:: Given records ::
PR #3710, opened 2024-05-15
fix: Hide signed transaction from untrusted pending queue

### LINKED ISSUE #3215: TX execution doubles categories/txs on UI while execution is in progress
## Bug description
Bulk execution doubles categories/txs on UI while execution is in progress

## Environment
 - Browser: Chrome
 - Wallet: MetaMask
 - Chain: Sepolia

## Steps to reproduce
 1. Add a few txs in queue and sign fully
 2. click bulk execution with relay -> start the process
 3. check the queue view
 Current result: 
 The queue list contains:
 pending
queued
 next
 queued
categories at the same time and the txs are displayed twice on UI

## Expected result
Make sure that the categories and txs are not doubled , as this is quite confusing 
## Screenshots
image

usame-algan:
## What it solves

Resolves #3215

## How this PR fixes it

- Only shows unsigned transactions in the untrusted pending queue
- Changes the first label of the queue to always show "Pending" when a transaction is pending

## ToDos

- [x] Write tests for `usePendingTxsQueue`

## How to test it

A few variations in 1/n and n/m safes should be tests
1. Queue 2 transactions and execute the first one
2. Queue 2 transactions and bulk execute
3. Queue 1 transaction, create another one and immediately execute that one to replace the first

## Checklist

### DIFF
--- a/src/components/transactions/TxList/index.tsx
+++ b/src/components/transactions/TxList/index.tsx
@@ -1,10 +1,13 @@
+import GroupedTxListItems from '@/components/transactions/GroupedTxListItems'
+import { useHasPendingTxs } from '@/hooks/usePendingTxs'
+import { isLabelListItem } from '@/utils/transaction-guards'
+import { groupConflictingTxs } from '@/utils/tx-list'
+import { Box } from '@mui/material'
+import type { LabelValue, TransactionListPage } from '@safe-global/safe-gateway-typescript-sdk'
+import { TransactionListItemType } from '@safe-global/safe-gateway-typescript-sdk'
 import type { ReactElement, ReactNode } from 'react'
 import { useMemo } from 'react'
-import { Box } from '@mui/material'
-import type { TransactionListPage } from '@safe-global/safe-gateway-typescript-sdk'
 import TxListItem from '../TxListItem'
-import GroupedTxListItems from '@/components/transactions/GroupedTxListItems'
-import { groupConflictingTxs } from '@/utils/tx-list'
 import css from './styles.module.css'
 
 type TxListProps = {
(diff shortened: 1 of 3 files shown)


src/components/transactions/TxList/index.tsx
```diff
@@ -15,8 +18,24 @@ export const TxListGrid = ({ children }: { children: ReactNode }): ReactElement
   return <Box className={css.container}>{children}</Box>
 }
 
+const adjustPendingLabel = (items: TransactionListPage['results']) => {
+  const result = [...items]
+
+  if (isLabelListItem(result[0])) {
+    result[0] = {
+      label: 'Pending' as LabelValue,
```
katspaugh, line 26: Why is it in two places now?

src/hooks/usePendingTxs.ts
```diff
@@ -62,20 +67,24 @@ export const usePendingTxsQueue = (): {
     // Adjust the first label ("Next" -> "Pending")
     if (results[0] && isLabelListItem(results[0])) {
       results[0].label = 'Pending' as LabelValue
```
katspaugh, line 69: Here's the second place where it sets the label.

katspaugh (commented):
Tests are failing.

src/components/transactions/TxList/index.tsx
usame-algan: We have it as part of `usePendingTxsQueue` which is only visible for 1/n safes. I didn't want to hide/filter items from the normal queue so instead I am adjusting the label there and hide items from this untrusted queue thats only visible for 1/n safes.

usame-algan: As discussed lets not change this label and keep it as "Next" since this is the same behaviour in n/m safes anyway.

katspaugh (approved):
💪

jmealy (approved):

francovenica:
Listing scenarios as a checklist:

Safe 1/x
1 queued tx with nonce X, execute a 2nd tx with also the nonce X (basically replacing the one in queue)
3 queued txs with consecutive nonces and executed in bulk
3 queued txs, 2 of them consecutive nonces and the last one with a non-consecutive nonce to the others (so only the first 2 execute in bulk)
3 queued tx, only executing the 1st one

Safe 2/x
2 queued tx, first fully signed, second not fully signed. Execute the first one
2 queued tx, 2nd one with 2 tx with conflicting nonce, one of those fully signed the other not. Execute in bulk

Other: (Things that should not be affected, but checked just in case)
Check that the recovery tx is not affected by these changes
Delete tx and replace them, then execute those tx replacement in bulk

francovenica:
Question:
This case is queuing the tx with nonceX and then executing a 2nd tx also with nonceX, replacing the one in queue.
This is how the queue table looks:
image

I'm not sure it looks good having it duplicated, but also I'm not sure if there is a way to fix this situation. So not a bug, but a weird situation to open a debate on if there is something to be done

katspaugh:
It's always been like this in 1/X Safes, let's not change it now.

:: Exercise aim ::
The response consists of the lines above that contain "usePendingTxsQueue".

:: Exercise result ::
- [x] Write tests for `usePendingTxsQueue`
@@ -62,20 +67,24 @@ export const usePendingTxsQueue = (): {
usame-algan: We have it as part of `usePendingTxsQueue` which is only visible for 1/n safes. I didn't want to hide/filter items from the normal queue so instead I am adjusting the label there and hide items from this untrusted queue thats only visible for 1/n safes.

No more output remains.